(Saved entries)
= = = = =
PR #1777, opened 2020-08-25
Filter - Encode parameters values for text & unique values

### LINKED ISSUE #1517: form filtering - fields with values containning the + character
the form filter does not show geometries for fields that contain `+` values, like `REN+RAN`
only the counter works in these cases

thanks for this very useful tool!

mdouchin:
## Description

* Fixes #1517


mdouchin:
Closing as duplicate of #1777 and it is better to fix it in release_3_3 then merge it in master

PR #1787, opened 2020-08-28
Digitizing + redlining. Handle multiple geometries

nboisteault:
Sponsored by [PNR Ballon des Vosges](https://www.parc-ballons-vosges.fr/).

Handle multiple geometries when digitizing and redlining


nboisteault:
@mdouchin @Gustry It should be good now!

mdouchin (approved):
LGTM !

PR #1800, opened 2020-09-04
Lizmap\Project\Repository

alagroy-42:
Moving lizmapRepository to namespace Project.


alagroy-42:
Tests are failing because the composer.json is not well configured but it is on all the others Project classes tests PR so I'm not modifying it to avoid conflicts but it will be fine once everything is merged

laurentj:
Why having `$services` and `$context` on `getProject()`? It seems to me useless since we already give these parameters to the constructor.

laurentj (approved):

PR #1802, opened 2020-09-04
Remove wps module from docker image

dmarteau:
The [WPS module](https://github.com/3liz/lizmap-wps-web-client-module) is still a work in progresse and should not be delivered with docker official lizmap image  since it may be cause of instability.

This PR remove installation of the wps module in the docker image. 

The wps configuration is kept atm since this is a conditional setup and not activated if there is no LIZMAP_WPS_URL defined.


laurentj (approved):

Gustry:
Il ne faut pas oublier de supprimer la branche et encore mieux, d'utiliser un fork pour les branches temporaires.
= = = = =
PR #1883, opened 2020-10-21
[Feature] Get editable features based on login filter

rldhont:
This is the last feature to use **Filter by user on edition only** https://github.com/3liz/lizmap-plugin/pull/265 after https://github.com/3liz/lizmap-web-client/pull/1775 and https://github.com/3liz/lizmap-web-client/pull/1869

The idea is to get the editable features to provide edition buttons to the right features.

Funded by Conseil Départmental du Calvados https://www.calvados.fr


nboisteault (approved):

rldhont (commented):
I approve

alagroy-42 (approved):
= = = = =
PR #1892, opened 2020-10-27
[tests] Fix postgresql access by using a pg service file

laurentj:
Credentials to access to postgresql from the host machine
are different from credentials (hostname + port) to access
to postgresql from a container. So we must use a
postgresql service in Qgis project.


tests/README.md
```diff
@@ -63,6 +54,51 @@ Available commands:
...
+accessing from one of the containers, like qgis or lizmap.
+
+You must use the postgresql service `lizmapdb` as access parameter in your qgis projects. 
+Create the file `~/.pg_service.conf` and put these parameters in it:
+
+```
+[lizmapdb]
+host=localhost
= = = = =
# [EXERCISE BRIEF]
Lines that include the word "postgresql" are to be extracted from the data above.

# [ANSWER SPACE]
[tests] Fix postgresql access by using a pg service file
Credentials to access to postgresql from the host machine
to postgresql from a container. So we must use a
postgresql service in Qgis project.
+You must use the postgresql service `lizmapdb` as access parameter in your qgis projects. 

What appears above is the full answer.